WHAT YOU ARE ASKED TO DO: All lines in the records that carry the string "exactly" are to be shown.

RECORDS PROVIDED:
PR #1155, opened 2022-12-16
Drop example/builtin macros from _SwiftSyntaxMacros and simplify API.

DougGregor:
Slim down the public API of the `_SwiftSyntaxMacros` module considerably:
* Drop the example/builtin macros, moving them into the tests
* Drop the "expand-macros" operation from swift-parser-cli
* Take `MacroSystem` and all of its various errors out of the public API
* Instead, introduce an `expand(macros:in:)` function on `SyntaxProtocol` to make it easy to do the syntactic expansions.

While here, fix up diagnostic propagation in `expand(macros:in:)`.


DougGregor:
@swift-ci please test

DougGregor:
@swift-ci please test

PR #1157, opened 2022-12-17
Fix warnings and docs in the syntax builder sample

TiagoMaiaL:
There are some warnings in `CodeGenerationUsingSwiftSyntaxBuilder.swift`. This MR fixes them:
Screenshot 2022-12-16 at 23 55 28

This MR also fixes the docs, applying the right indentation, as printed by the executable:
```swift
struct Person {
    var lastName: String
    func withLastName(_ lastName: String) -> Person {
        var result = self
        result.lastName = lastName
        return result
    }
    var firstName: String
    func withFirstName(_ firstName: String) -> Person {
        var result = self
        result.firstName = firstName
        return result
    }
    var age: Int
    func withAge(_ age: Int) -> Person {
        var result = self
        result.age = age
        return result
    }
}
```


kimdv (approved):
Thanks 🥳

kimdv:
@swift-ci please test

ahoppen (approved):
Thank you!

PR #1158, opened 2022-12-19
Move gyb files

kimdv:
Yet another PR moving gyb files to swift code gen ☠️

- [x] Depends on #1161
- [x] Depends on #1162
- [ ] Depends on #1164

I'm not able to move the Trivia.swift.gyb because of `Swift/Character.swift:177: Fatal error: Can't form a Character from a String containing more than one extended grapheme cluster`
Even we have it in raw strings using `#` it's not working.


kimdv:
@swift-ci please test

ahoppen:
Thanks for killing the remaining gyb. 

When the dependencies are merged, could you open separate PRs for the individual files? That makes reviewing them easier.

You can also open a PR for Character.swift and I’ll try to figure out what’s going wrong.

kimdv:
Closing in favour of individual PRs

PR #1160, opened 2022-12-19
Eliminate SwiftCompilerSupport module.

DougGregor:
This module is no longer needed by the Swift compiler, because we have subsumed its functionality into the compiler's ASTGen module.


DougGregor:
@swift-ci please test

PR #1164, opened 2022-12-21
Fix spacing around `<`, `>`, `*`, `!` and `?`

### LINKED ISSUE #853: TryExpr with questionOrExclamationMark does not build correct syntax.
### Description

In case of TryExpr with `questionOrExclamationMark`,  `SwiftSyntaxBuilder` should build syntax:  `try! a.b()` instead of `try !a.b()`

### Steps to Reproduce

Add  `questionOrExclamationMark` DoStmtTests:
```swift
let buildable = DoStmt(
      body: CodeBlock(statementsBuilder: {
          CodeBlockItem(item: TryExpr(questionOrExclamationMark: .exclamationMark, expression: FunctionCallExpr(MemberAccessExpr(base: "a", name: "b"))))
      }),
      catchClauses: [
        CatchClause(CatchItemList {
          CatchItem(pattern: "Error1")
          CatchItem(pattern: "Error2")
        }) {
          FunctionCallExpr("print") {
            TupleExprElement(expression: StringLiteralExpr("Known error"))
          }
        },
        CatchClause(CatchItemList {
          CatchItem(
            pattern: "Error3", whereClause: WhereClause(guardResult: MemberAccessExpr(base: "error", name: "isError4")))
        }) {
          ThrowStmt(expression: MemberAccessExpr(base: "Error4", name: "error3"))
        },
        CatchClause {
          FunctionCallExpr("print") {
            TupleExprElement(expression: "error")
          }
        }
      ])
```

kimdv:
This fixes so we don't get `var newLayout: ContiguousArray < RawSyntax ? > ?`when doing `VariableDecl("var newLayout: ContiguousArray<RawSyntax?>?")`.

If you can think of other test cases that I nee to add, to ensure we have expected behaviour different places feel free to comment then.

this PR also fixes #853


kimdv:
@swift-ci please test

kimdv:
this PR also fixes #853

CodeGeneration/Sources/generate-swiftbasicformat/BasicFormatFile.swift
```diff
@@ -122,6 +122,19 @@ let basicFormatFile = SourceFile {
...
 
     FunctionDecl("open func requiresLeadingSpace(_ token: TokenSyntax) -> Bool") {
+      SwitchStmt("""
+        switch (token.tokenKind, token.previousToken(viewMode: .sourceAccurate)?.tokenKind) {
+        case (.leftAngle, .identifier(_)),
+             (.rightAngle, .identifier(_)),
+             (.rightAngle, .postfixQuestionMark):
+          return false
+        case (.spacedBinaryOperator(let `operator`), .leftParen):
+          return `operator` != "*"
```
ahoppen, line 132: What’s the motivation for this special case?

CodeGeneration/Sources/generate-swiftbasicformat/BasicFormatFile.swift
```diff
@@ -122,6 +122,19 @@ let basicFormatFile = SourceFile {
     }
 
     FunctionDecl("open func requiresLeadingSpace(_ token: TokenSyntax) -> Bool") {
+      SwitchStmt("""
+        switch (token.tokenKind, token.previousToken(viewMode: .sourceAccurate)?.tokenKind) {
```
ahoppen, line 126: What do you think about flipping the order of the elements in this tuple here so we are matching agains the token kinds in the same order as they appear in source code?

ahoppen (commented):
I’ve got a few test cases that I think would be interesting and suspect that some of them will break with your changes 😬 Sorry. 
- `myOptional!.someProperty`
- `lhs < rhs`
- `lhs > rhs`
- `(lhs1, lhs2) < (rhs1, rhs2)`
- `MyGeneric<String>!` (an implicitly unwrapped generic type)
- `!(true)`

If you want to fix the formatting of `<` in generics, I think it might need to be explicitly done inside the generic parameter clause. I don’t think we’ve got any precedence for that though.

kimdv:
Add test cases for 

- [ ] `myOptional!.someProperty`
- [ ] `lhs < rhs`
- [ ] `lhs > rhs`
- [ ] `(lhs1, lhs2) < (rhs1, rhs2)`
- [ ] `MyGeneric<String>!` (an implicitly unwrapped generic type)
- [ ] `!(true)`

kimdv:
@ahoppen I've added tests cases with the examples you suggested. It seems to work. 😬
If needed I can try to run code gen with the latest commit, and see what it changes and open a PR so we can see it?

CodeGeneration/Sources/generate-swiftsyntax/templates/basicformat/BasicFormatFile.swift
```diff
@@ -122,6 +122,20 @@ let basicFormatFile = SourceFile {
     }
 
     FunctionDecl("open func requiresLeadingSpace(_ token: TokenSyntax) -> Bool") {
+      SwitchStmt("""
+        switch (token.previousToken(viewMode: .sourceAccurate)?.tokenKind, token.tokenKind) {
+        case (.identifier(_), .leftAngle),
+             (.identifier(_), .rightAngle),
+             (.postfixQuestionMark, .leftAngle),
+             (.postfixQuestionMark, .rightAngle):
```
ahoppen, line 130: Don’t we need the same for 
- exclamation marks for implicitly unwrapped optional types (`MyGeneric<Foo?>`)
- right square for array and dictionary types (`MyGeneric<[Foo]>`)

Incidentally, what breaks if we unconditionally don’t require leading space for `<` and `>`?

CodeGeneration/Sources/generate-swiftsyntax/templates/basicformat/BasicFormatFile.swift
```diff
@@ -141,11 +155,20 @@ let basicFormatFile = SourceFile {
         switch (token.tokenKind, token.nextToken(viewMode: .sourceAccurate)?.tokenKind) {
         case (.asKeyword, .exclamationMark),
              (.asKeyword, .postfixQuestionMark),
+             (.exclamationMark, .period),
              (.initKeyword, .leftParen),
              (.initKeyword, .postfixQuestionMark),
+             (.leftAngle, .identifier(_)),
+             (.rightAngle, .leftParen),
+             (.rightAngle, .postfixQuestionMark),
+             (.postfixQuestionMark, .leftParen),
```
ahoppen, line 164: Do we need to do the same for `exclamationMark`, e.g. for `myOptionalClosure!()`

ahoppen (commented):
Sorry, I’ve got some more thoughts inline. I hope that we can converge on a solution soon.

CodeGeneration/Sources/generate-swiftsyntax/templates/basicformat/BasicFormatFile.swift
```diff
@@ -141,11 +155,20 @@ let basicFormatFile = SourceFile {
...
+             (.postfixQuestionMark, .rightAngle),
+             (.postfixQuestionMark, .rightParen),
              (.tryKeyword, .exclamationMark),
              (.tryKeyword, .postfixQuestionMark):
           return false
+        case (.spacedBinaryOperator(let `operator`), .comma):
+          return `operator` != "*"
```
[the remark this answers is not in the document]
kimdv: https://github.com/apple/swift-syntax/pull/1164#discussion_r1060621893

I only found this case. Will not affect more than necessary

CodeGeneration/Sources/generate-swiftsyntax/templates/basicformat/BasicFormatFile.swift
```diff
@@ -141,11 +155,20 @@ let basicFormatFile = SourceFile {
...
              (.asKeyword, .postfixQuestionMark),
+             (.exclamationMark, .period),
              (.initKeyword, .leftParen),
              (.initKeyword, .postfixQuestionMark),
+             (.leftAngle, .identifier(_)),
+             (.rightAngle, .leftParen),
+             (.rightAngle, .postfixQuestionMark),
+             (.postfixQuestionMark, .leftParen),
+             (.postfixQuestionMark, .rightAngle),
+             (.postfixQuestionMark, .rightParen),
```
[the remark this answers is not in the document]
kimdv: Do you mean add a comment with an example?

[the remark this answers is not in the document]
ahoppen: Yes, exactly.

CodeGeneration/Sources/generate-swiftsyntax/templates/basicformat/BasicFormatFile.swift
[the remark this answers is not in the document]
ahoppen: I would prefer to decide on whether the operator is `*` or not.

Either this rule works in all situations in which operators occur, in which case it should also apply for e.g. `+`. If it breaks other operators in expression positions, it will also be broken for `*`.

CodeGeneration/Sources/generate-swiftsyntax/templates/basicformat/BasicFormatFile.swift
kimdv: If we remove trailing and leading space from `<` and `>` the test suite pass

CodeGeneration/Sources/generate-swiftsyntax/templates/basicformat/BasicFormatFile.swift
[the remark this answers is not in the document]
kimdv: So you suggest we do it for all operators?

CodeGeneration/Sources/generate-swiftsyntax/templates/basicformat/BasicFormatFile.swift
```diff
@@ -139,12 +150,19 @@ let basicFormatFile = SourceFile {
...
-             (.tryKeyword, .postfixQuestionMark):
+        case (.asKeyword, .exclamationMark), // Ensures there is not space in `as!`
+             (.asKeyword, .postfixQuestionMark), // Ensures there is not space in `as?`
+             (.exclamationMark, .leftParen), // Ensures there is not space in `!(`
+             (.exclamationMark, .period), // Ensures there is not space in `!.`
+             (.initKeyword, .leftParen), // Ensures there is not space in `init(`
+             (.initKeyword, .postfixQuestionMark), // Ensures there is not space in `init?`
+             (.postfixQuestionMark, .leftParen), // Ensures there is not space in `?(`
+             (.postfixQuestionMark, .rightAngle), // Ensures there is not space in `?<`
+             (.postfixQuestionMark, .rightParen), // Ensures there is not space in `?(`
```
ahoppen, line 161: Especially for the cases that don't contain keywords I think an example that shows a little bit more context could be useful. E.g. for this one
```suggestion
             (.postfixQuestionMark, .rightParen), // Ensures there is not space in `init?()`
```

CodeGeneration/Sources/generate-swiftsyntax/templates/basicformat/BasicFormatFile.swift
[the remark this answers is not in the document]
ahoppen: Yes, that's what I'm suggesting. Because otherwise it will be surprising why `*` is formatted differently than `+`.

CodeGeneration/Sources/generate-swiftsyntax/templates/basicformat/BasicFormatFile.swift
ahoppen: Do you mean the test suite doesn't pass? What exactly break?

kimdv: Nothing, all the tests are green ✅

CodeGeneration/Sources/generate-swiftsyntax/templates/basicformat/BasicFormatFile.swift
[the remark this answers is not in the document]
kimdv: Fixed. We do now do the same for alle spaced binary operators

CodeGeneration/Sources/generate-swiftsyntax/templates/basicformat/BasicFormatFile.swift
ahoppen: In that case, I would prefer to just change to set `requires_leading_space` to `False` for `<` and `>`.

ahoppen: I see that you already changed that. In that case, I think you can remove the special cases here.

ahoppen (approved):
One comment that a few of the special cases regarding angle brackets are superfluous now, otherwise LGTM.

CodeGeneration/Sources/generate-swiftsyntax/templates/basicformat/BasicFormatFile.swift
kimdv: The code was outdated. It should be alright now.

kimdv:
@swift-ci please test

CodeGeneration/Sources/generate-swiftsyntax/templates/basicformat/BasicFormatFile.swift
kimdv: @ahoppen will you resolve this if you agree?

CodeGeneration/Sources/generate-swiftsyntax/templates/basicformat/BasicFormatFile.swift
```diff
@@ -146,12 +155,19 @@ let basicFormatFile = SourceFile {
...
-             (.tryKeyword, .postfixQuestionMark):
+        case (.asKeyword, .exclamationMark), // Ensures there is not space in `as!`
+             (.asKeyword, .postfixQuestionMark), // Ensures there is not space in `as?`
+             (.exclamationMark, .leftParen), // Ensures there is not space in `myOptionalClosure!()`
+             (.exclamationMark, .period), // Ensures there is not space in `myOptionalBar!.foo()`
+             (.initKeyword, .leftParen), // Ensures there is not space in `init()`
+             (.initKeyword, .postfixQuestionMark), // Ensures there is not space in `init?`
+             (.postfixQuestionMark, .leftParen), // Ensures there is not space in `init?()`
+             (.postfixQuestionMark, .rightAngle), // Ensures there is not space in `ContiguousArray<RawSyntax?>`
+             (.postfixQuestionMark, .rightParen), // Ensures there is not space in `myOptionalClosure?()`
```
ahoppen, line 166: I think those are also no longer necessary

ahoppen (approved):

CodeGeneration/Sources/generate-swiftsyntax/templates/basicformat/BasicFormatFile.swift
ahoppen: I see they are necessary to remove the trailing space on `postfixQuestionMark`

ANSWER SPACE:
ahoppen: Yes, exactly.
ahoppen: Do you mean the test suite doesn't pass? What exactly break?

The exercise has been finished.